PR #6635, opened 2016-02-25
Fix request assignment with reqmgr2 client

amaltaro:
@ticoann is this client working Ok for your tests (request creation + approval + assignment in the same command)? I had issues these days where it fails to find the request_name attribute in the config instance. 

It works with these changes, but AFAIK it used to work in the past :)


ticoann:
Hi Alan, it works ok with me create + approved + assign combined but it seems broken if I used -i option. Which is just create + approved. I had to have similar changes you have here to make it work.

amaltaro:
Thanks, Seangchan!

PR #6643, opened 2016-02-26
Add a rudimentary phedex emulator

ericvaandering:
This does something similar to the current emulator and DataBlockGenerator: it makes things up as it goes along. :-)


ericvaandering:
test this please

PR #6646, opened 2016-02-29
Reject assignment if AcqEra is None

amaltaro:
For those TaskChain ACDC cases that we end up with AcqEra None.
@ticoann once it passes the tests, we should push it into the next testbed tag.


ticoann:
Thanks Alan

PR #6648, opened 2016-03-01
Update workflow arguments for requests assigned in reqmgr2.

### LINKED ISSUE #6647: ReqMgr2 does not take the site white list into consideration
I see jobs running everywhere and an empty site whitelist (in the workload) list for the test workflows injected into testbed (anorkus_*).

amaltaro:
Fixes #6647

@ticoann please review and if possible run a test in your VM, mine is too messy to be confident :-)
BTW, I've just assigned a MC workflow and I see that GQ has the proper SiteWhiteList value, the same for the workload Production task, so it should fix the issue indeed.

### DIFF
--- a/src/python/WMCore/ReqMgr/Service/Request.py
+++ b/src/python/WMCore/ReqMgr/Service/Request.py
@@ -374,43 +374,42 @@ class Request(RESTEntity):
 
         dn = cherrypy.request.user.get("dn", "unknown")
 
-        if ('SoftTimeout' in request_args) and ('GracePeriod' in request_args):
-            request_args['HardTimeout'] = int(request_args['SoftTimeout']) + int(request_args['GracePeriod'])
-
         if 'RequestPriority' in request_args:
             self.gq_service.updatePriority(workload.name(), request_args['RequestPriority'])
 
+        if 'SoftTimeout' in request_args and 'GracePeriod' in request_args:
+            request_args['HardTimeout'] = int(request_args['SoftTimeout']) + int(request_args['GracePeriod'])
+
         if "total_jobs" in request_args:
-            # only GQ update this stats
-            # request_args should contain only 4 keys 'total_jobs', 'input_lumis', 'input_events', 'input_num_files'}
+            # only GQ update these statistics: {'total_jobs', 'input_lumis', 'input_events', 'input_num_files'}
             report = self.reqmgr_db_service.updateRequestStats(workload.name(), request_args)
-        # if is not just updating status
-        else:
-            req_status = request_args.get("RequestStatus", None)
 
-            if len(request_args) >= 1 and req_status == None:
-                try:
-                    workload.updateArguments(request_args)
-                except Exception as ex:
-                    msg = traceback.format_exc()
-                    cherrypy.log("Error for request args %s: %s" % (request_args, msg))
-                    raise InvalidSpecParameterValue(str(ex))
+        req_status = request_args.get("RequestStatus", None)
+        if len(request_args) > 1 and req_status == "assigned":
+            try:
+                workload.updateArguments(request_args)
+            except Exception as ex:
+                msg = traceback.format_exc()
+                cherrypy.log("Error for request args %s: %s" % (request_args, msg))
+                raise InvalidSpecParameterValue(str(ex))
                 
-                # legacy update schema to support ops script
-                loadRequestSchema(workload, request_args)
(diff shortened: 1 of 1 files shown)


ticoann:
So this is the case when workflow is assigned and at the same time the parameters are updated, right?

amaltaro:
Yes, we must update args during assignment, at least a few them are mandatory (well, it was in reqmgr one) :)

ticoann:
Hi Alan, I found a couple of other bugs while I was looking at the code. I created the new patch. #6649

amaltaro:
@ticoann this is the patch I'm testing in my VM now (I basically merged your changes from #6649 + a few fixes).

src/python/WMCore/ReqMgr/Service/Request.py
```diff
@@ -374,43 +374,42 @@ def _updateRequest(self, workload, request_args):
...
+                workload.updateArguments(request_args)
+            except Exception as ex:
+                msg = traceback.format_exc()
+                cherrypy.log("Error for request args %s: %s" % (request_args, msg))
+                raise InvalidSpecParameterValue(str(ex))
+                
+            # legacy update schema to support ops script
+            loadRequestSchema(workload, request_args)
+            # if we don't update the Team with this call, GQ does not see the Team name
+            report = self.reqmgr_db_service.updateRequestProperty(workload.name(), request_args, dn)
```
amaltaro: It was not clear to me, but if we don't call this update property, GQ fails to acquire work since it does not see any "Team" for that request.

src/python/WMCore/ReqMgr/Service/Request.py
```diff
@@ -374,43 +374,42 @@ def _updateRequest(self, workload, request_args):
...
+        elif len(request_args) == 1 and req_status in ["aborted", "force-complete"]:
+            self.gq_service.cancelWorkflow(workload.name())
 
-            # If it is aborted or force-complete transition call workqueue to cancel the request
-            else:
-                if req_status == "aborted" or req_status == "force-complete":
-                    self.gq_service.cancelWorkflow(workload.name())
-                report = self.reqmgr_db_service.updateRequestProperty(workload.name(), request_args, dn)
+        # request assigned are already updated
+        if not req_status in [ None, "assigned"]:
```
amaltaro: We have to skip assigned here because the request change is already taken care by updateArguments (above)

src/python/WMCore/ReqMgr/Service/Request.py
ticoann: You are right. 
` workload.saveCouch(self.config.couch_host, self.config.couch_reqmgr_db)` should update all the argument but team is not the part of workload property.  
we can use this and remove
`workload.saveCouch(self.config.couch_host, self.config.couch_reqmgr_db)`

src/python/WMCore/ReqMgr/Service/Request.py
```diff
@@ -374,43 +374,42 @@ def _updateRequest(self, workload, request_args):
...
-                
-                # legacy update schema to support ops script
-                loadRequestSchema(workload, request_args)
-                # trailing / is needed for the savecouchUrl function
-                workload.saveCouch(self.config.couch_host, self.config.couch_reqmgr_db)
 
-            elif (req_status in ["closed-out"  "announced"]) and request_args.get("cascade", False):
-                cascade_list = self._retrieveResubmissionChildren(workload.name)
+        req_status = request_args.get("RequestStatus", None)
+        if len(request_args) > 1 and req_status == "assigned":
```
ticoann: We have to check the condition when req_status == None and len(request_args) >=1  otherwise splitting parameter won't be  updated

src/python/WMCore/ReqMgr/Service/Request.py
ticoann: updateArguments won't update status change but updateRequestProperty would.

src/python/WMCore/ReqMgr/Service/Request.py
ticoann: actually  following is needed since it updates the spec. Sorry for the noise
'workload.saveCouch(self.config.couch_host, self.config.couch_reqmgr_db)'

ticoann:
Agent side is not tested but GQ side works fine. Merging it.

ticoann:
Sorry wrong patch merge.

PR #6649, opened 2016-03-01
fix updating request parameters

### LINKED ISSUE #6647: ReqMgr2 does not take the site white list into consideration

ticoann:
fixes #6647
1. it won't allow any argument update other then assignment-approved or assigned status.
2. After assigned status it can't change any values in spec except Priority.
3. It still can update the arguments when it is not associated with status change. (This option might need to be eventually removed but need to support splitting parameter update for now which gets updated without status change)

### DIFF
--- a/src/python/WMCore/ReqMgr/Service/Request.py
+++ b/src/python/WMCore/ReqMgr/Service/Request.py
@@ -374,43 +374,56 @@ class Request(RESTEntity):
 
         dn = cherrypy.request.user.get("dn", "unknown")
 
-        if ('SoftTimeout' in request_args) and ('GracePeriod' in request_args):
-            request_args['HardTimeout'] = int(request_args['SoftTimeout']) + int(request_args['GracePeriod'])
-
-        if 'RequestPriority' in request_args:
-            self.gq_service.updatePriority(workload.name(), request_args['RequestPriority'])
+        # allow Priority update any time.
+        if 'RequestPriority' in request_args: 
+            self.gq_service.updatePriority(workload.name(), int(request_args['RequestPriority']))
 
         if "total_jobs" in request_args:
             # only GQ update this stats
             # request_args should contain only 4 keys 'total_jobs', 'input_lumis', 'input_events', 'input_num_files'}
             report = self.reqmgr_db_service.updateRequestStats(workload.name(), request_args)
-        # if is not just updating status
+            
+        if ('SoftTimeout' in request_args) and ('GracePeriod' in request_args):
+            request_args['HardTimeout'] = int(request_args['SoftTimeout']) + int(request_args['GracePeriod'])
+        
+        
+        req_status = request_args.get("RequestStatus", None)
+
+        if (len(request_args) >= 1 and req_status == None) or \
+            (len(request_args) > 1 and req_status in ["assigned", "assignment-approved"]):
+            #Only allow extra value update for assigned status
+            try:
+                workload.updateArguments(request_args)
+            except Exception as ex:
+                msg = traceback.format_exc()
+                cherrypy.log("Error for request args %s: %s" % (request_args, msg))
+                raise InvalidSpecParameterValue(str(ex))
+            
+            # legacy update schema to support ops script
+            loadRequestSchema(workload, request_args)
+            # trailing / is needed for the savecouchUrl function
+            report = self.reqmgr_db_service.updateRequestProperty(workload.name(), request_args, dn)
+            workload.saveCouch(self.config.couch_host, self.config.couch_reqmgr_db)
+        
+        elif len(request_args) == 2 and req_status in ["closed-out", "announced"] and \
+             request_args.get("cascade", False):
+            # check whehter it is casecade option
+            cascade_list = self._retrieveResubmissionChildren(workload.name())
+            for req_name in cascade_list:
+                report = self.reqmgr_db_service.updateRequestStatus(req_name, req_status, dn)
+            # update original workflow status
+            report = self.reqmgr_db_service.updateRequestStatus(workload.name(), req_status, dn)
+            
+        elif len(request_args) == 1 and req_status != None:
+            # incase only the state transition happens
+            if req_status == "aborted" or req_status == "force-complete":
+                # cancel the workflow first
+                self.gq_service.cancelWorkflow(workload.name())
+            #update the request status in couchdb    
+            report = self.reqmgr_db_service.updateRequestStatus(workload.name(), req_status, dn)
         else:
-            req_status = request_args.get("RequestStatus", None)
-
-            if len(request_args) >= 1 and req_status == None:
-                try:
-                    workload.updateArguments(request_args)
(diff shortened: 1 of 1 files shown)


ticoann:
@amaltaro, Alan please review. I will run the test in my vm. This should fix the sitewhite list problem as well

ticoann:
test this please

src/python/WMCore/ReqMgr/Service/Request.py
```diff
@@ -374,43 +374,55 @@ def _updateRequest(self, workload, request_args):
...
-                cascade_list = self._retrieveResubmissionChildren(workload.name)
+            
+        if ('SoftTimeout' in request_args) and ('GracePeriod' in request_args):
+            request_args['HardTimeout'] = int(request_args['SoftTimeout']) + int(request_args['GracePeriod'])
+        
+        
+        req_status = request_args.get("RequestStatus", None)
+
+        if (len(request_args) >= 1 and req_status == None) or \
+            (len(request_args) > 1 and (req_status in ["assigned", "assignment-approved"])):
```
amaltaro: Ok, we need 'assigned' here for updating params during assignment and the 'assignment-approved' probably is for changes affecting the job splitting, right?
BTW, how about we make this expression
`if len(request_args) >= 1 and req_status in ["assigned", "assignment-approved", None]:`
in case we can drop the len() > 1.

amaltaro:
Sounds good, I'll push it to my VM later on to run a few tests. Thanks!

src/python/WMCore/ReqMgr/Service/Request.py
```diff
@@ -374,43 +374,55 @@ def _updateRequest(self, workload, request_args):
...
-            elif (req_status in ["closed-out"  "announced"]) and request_args.get("cascade", False):
-                cascade_list = self._retrieveResubmissionChildren(workload.name)
+            
+        if ('SoftTimeout' in request_args) and ('GracePeriod' in request_args):
+            request_args['HardTimeout'] = int(request_args['SoftTimeout']) + int(request_args['GracePeriod'])
+        
+        
+        req_status = request_args.get("RequestStatus", None)
+
+        if (len(request_args) >= 1 and req_status == None) or \
```
ericvaandering: Don't need surrounding parentheses AND the continuation mark. One or the other is good

src/python/WMCore/ReqMgr/Service/Request.py
```diff
@@ -374,43 +374,55 @@ def _updateRequest(self, workload, request_args):
...
+            
+            # legacy update schema to support ops script
+            loadRequestSchema(workload, request_args)
+            # trailing / is needed for the savecouchUrl function
+            workload.saveCouch(self.config.couch_host, self.config.couch_reqmgr_db)
+            
+            if req_status == "assigned":
+                report = self.reqmgr_db_service.updateRequestStatus(workload.name(), req_status, dn)
+        
+        elif (len(request_args) == 1 and req_status != None):
```
ericvaandering: No need for parentheses.

src/python/WMCore/ReqMgr/Service/Request.py
```diff
@@ -374,43 +374,55 @@ def _updateRequest(self, workload, request_args):
...
+            if (req_status in ["closed-out"  "announced"]) and request_args.get("cascade", False):
```
ericvaandering: Same here

amaltaro:
I found a few more issues in this fix, I'm testing them right now.

src/python/WMCore/ReqMgr/Service/Request.py
ticoann: Actually assignment-approved doesn't change anything now. but since something could change in assignment-approved possibly, I just added.

when there is req_status and len(request_args) == 1 we don't have to load workload and change its params. That is why I seperate the condition, for that case it will be handled below.

src/python/WMCore/ReqMgr/Service/Request.py
ticoann: Ah, yes. I will remove one. Thanks

src/python/WMCore/ReqMgr/Service/Request.py
```diff
@@ -374,43 +374,52 @@ def _updateRequest(self, workload, request_args):
...
+                cherrypy.log("Error for request args %s: %s" % (request_args, msg))
+                raise InvalidSpecParameterValue(str(ex))
+            
+            # legacy update schema to support ops script
+            loadRequestSchema(workload, request_args)
+            # trailing / is needed for the savecouchUrl function
+            report = self.reqmgr_db_service.updateRequestProperty(workload.name(), request_args, dn)
+        
+        elif len(request_args) == 1 and req_status != None:
+            if req_status in ["closed-out"  "announced"] and request_args.get("cascade", False):
```
amaltaro: typo in this list

amaltaro: and if request_args==1, then cascade is not there for sure

ticoann: Thanks Alan, fixed now

src/python/WMCore/ReqMgr/Service/Request.py
```diff
@@ -374,43 +374,53 @@ def _updateRequest(self, workload, request_args):
...
+                msg = traceback.format_exc()
+                cherrypy.log("Error for request args %s: %s" % (request_args, msg))
+                raise InvalidSpecParameterValue(str(ex))
+            
+            # legacy update schema to support ops script
+            loadRequestSchema(workload, request_args)
+            # trailing / is needed for the savecouchUrl function
+            report = self.reqmgr_db_service.updateRequestProperty(workload.name(), request_args, dn)
+        
+        elif len(request_args) == 2 and req_status in ["closed-out", "announced"] and \
```
amaltaro: this does not cover the case that we closed-out workflows without using the cascade option. We should check both for length 1 or 2, no?

ticoann: actually it covered by next condition. in case there is only status update only thing need to do is update the couch db.
```
elif len(request_args) == 1 and req_status != None:
```

amaltaro: Sorry, you are right! And in this cascade switch, does cascade_list have the workload.name() in its list? if not, then we still need to update the status for the original/parent workflow.

ticoann: Ah, good point. I don't think it returns original workflow name. I will update the patch. Thanks Alan, but go to sleep. :smile:

ticoann:
Thanks to Alan who fixed all my buggy code, patch seems to be working for Team and SiteWhitelist, still casecade part need to be tested but merging it first. (I have to create ACDC for testing the merge)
····················
### Exercise description
Could you copy each line of the material that holds "there"?

### Output for this exercise
when there is req_status and len(request_args) == 1 we don't have to load workload and change its params. That is why I seperate the condition, for that case it will be handled below.
amaltaro: and if request_args==1, then cascade is not there for sure
ticoann: actually it covered by next condition. in case there is only status update only thing need to do is update the couch db.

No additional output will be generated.